*** Opening Raw data ***

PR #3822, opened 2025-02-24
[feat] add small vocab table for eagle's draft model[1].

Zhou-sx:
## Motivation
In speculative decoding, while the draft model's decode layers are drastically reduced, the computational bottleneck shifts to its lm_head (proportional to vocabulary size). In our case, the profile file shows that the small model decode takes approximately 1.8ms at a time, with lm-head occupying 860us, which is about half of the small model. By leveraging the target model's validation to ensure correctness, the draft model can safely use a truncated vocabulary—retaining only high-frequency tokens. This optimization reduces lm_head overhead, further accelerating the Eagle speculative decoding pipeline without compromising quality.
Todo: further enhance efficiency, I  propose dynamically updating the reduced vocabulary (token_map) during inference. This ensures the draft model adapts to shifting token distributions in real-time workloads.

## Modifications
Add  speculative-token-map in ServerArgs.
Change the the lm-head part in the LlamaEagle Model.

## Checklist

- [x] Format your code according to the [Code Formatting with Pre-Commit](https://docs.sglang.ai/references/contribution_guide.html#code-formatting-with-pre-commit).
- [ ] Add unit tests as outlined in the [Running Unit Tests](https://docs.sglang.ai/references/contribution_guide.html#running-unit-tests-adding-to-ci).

*** Closing Raw data ***
*** Opening Raw data ***

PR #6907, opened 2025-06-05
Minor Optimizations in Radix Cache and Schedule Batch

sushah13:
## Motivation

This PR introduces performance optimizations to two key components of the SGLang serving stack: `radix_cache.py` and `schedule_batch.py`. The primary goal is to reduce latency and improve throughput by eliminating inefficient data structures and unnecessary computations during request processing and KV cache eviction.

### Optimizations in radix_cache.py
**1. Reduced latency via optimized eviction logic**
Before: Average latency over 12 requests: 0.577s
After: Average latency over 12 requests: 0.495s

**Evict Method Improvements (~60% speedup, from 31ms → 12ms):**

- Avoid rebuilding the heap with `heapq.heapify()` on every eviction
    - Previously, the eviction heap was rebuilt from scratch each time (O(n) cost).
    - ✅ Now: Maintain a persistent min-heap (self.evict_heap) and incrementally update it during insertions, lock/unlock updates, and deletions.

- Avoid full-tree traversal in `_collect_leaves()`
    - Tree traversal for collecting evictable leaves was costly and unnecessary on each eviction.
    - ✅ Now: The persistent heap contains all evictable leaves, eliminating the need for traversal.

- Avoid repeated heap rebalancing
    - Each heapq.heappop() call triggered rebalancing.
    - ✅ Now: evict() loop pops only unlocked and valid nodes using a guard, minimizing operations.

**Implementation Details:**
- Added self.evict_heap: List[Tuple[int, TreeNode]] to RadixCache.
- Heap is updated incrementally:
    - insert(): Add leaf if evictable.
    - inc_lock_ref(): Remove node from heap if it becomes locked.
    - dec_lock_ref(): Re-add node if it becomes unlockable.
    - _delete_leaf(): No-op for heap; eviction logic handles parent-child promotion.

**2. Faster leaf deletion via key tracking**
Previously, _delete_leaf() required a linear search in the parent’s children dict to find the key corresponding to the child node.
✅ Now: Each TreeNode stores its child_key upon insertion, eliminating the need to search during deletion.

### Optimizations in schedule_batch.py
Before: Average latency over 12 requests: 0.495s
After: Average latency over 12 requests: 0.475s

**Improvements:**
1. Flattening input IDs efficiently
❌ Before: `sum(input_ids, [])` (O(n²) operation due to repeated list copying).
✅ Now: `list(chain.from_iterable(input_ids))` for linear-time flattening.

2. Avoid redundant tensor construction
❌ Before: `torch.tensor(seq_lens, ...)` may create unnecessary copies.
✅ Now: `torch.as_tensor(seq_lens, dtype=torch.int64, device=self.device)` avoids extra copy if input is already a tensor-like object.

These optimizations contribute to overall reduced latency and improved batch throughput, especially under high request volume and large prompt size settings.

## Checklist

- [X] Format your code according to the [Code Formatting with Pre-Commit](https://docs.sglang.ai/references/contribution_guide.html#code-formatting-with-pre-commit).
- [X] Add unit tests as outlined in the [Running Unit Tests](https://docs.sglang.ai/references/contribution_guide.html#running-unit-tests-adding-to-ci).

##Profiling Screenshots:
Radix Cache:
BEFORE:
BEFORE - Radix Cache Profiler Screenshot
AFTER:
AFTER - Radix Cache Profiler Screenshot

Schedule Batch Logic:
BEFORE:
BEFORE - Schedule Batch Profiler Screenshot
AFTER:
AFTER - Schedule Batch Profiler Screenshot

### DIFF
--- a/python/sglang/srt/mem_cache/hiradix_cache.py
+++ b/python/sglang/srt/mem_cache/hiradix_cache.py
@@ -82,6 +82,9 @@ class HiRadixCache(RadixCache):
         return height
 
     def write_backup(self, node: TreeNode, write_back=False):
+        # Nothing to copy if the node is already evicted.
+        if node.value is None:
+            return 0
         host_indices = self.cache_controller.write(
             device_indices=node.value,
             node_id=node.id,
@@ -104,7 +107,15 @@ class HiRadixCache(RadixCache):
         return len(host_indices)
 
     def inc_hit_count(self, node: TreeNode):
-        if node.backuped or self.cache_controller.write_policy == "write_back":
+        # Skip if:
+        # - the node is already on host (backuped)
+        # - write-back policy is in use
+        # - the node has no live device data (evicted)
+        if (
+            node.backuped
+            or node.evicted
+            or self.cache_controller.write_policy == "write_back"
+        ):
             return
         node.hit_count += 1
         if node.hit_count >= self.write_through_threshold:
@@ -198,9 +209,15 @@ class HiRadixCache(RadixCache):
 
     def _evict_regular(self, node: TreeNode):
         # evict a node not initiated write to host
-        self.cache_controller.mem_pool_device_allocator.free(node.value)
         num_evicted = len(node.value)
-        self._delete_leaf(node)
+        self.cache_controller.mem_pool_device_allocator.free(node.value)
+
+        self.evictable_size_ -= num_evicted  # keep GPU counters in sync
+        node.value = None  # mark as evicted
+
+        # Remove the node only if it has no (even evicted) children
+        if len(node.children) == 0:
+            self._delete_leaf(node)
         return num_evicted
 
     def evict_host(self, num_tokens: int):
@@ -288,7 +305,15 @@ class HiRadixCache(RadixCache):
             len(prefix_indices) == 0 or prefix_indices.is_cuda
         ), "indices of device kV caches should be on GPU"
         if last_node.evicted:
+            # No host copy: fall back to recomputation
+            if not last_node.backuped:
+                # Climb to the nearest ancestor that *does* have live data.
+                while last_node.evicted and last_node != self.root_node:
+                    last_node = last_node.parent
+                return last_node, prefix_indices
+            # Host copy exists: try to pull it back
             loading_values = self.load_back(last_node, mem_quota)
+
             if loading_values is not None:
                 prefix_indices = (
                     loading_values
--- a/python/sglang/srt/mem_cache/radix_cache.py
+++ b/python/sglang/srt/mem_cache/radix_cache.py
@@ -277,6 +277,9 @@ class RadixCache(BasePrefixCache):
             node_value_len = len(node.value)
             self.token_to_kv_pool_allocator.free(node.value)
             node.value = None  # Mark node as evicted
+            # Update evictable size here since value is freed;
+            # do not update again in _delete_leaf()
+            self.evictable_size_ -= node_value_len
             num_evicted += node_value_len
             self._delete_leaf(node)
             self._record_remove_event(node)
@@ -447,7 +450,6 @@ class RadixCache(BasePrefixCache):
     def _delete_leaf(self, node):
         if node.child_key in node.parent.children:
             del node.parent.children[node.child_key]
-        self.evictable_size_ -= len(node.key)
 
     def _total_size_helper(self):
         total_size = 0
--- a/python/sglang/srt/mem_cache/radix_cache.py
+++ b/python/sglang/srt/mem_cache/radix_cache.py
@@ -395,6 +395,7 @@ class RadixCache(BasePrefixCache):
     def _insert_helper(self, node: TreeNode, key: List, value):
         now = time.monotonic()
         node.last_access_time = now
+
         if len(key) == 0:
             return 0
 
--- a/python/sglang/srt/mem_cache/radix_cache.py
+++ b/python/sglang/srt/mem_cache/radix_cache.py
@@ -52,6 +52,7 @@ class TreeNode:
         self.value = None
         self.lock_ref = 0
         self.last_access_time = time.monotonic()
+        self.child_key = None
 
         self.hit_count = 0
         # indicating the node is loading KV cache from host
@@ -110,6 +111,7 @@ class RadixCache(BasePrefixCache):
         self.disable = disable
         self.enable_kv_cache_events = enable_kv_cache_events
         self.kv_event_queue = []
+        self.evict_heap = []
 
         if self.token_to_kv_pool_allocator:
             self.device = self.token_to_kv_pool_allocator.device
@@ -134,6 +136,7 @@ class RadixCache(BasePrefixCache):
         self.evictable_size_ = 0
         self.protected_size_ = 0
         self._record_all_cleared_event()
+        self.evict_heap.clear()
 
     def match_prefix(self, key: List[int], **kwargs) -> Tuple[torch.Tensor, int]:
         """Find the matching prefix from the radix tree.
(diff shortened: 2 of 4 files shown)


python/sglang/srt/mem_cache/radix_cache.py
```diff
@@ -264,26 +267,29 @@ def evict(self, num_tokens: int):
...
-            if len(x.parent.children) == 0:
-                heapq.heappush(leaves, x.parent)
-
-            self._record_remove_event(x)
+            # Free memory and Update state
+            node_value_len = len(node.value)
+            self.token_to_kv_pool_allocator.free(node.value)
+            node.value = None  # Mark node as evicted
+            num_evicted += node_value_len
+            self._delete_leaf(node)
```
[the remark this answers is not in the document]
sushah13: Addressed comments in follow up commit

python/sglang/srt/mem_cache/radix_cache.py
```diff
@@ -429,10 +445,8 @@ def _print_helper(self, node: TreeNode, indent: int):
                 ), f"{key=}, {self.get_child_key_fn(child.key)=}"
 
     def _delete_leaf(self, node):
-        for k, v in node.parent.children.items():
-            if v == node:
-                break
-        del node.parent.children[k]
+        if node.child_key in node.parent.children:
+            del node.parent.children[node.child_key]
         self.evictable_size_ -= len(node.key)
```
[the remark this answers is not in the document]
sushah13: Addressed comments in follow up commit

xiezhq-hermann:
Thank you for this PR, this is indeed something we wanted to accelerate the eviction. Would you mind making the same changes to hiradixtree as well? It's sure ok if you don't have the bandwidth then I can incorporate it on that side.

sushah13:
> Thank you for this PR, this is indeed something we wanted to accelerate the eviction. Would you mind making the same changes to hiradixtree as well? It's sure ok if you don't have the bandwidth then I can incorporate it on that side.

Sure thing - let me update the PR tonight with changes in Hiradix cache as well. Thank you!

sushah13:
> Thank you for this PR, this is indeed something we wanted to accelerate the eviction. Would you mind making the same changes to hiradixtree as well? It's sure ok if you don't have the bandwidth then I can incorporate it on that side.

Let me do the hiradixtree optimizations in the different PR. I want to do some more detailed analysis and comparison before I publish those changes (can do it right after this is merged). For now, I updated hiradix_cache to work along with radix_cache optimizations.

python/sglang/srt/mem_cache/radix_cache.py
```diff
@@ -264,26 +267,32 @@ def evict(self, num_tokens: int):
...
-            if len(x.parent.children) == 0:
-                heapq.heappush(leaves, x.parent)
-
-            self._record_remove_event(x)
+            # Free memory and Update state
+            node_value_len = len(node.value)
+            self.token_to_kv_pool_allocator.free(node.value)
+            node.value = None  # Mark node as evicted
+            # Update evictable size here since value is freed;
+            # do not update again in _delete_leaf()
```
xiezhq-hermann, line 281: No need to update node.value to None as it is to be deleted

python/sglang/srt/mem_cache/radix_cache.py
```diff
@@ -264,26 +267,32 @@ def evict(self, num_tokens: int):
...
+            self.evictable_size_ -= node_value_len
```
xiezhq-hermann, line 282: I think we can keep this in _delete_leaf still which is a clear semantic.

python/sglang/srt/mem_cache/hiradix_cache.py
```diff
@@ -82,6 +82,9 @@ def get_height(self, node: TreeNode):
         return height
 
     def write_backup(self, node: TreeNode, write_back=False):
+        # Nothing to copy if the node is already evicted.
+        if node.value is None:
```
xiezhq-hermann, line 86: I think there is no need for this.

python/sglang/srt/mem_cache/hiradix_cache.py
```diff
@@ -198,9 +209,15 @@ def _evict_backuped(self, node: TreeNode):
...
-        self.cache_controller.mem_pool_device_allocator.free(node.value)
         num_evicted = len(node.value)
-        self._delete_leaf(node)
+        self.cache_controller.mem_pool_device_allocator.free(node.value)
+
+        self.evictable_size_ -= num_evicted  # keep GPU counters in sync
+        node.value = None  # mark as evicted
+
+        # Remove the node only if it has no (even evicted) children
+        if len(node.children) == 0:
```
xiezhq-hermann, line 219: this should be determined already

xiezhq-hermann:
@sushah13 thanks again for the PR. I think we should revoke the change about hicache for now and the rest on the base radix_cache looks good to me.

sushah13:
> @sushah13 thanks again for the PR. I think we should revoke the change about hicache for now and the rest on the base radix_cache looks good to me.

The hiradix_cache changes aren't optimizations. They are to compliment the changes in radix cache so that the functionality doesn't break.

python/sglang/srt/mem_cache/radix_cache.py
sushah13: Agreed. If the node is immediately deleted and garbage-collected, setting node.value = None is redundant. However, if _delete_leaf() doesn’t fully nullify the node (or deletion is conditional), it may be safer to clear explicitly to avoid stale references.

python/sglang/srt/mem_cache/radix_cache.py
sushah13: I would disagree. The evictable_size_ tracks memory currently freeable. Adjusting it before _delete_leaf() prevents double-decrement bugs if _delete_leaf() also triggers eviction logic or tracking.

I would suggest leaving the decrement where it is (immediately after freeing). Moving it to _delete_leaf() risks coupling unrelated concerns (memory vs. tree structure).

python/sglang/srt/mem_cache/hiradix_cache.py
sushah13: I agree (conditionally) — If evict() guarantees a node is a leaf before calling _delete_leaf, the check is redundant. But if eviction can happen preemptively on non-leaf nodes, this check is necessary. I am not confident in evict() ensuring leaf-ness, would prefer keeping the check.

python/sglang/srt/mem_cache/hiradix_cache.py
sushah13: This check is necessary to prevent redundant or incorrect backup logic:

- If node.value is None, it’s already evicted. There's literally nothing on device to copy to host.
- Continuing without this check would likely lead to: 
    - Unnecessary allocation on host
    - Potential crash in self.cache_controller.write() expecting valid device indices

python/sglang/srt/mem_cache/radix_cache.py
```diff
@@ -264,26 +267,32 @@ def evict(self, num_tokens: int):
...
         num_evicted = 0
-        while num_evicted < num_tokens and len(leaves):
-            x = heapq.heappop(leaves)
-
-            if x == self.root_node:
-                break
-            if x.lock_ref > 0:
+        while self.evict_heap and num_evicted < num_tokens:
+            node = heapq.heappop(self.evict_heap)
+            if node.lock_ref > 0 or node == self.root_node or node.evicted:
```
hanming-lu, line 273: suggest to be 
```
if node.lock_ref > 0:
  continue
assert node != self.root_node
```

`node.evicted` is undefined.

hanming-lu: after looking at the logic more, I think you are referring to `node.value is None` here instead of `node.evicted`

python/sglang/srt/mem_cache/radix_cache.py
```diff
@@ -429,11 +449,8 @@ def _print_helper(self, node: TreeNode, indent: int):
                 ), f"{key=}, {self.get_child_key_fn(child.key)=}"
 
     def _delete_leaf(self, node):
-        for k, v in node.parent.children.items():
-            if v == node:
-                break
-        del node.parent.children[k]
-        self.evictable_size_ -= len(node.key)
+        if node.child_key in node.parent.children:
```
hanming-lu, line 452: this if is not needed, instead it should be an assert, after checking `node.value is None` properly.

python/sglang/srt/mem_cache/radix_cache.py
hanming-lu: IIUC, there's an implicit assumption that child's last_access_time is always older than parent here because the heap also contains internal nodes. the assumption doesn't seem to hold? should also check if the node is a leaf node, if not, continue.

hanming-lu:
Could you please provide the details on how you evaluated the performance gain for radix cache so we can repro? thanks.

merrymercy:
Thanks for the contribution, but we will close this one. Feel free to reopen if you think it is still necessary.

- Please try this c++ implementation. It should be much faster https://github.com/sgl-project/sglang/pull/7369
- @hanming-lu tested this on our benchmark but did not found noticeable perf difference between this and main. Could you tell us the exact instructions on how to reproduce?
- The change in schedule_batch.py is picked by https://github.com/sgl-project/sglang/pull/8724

*** Closing Raw data ***

- Brief
From the records above, print exactly the lines that run from the line with "- Previously, the" to the line with "a tensor-like object.", inclusive.

- Reply
    - Previously, the eviction heap was rebuilt from scratch each time (O(n) cost).
    - ✅ Now: Maintain a persistent min-heap (self.evict_heap) and incrementally update it during insertions, lock/unlock updates, and deletions.

- Avoid full-tree traversal in `_collect_leaves()`
    - Tree traversal for collecting evictable leaves was costly and unnecessary on each eviction.
    - ✅ Now: The persistent heap contains all evictable leaves, eliminating the need for traversal.

- Avoid repeated heap rebalancing
    - Each heapq.heappop() call triggered rebalancing.
    - ✅ Now: evict() loop pops only unlocked and valid nodes using a guard, minimizing operations.

**Implementation Details:**
- Added self.evict_heap: List[Tuple[int, TreeNode]] to RadixCache.
- Heap is updated incrementally:
    - insert(): Add leaf if evictable.
    - inc_lock_ref(): Remove node from heap if it becomes locked.
    - dec_lock_ref(): Re-add node if it becomes unlockable.
    - _delete_leaf(): No-op for heap; eviction logic handles parent-child promotion.

**2. Faster leaf deletion via key tracking**
Previously, _delete_leaf() required a linear search in the parent’s children dict to find the key corresponding to the child node.
✅ Now: Each TreeNode stores its child_key upon insertion, eliminating the need to search during deletion.

### Optimizations in schedule_batch.py
Before: Average latency over 12 requests: 0.495s
After: Average latency over 12 requests: 0.475s

**Improvements:**
1. Flattening input IDs efficiently
❌ Before: `sum(input_ids, [])` (O(n²) operation due to repeated list copying).
✅ Now: `list(chain.from_iterable(input_ids))` for linear-time flattening.

2. Avoid redundant tensor construction
❌ Before: `torch.tensor(seq_lens, ...)` may create unnecessary copies.
✅ Now: `torch.as_tensor(seq_lens, dtype=torch.int64, device=self.device)` avoids extra copy if input is already a tensor-like object.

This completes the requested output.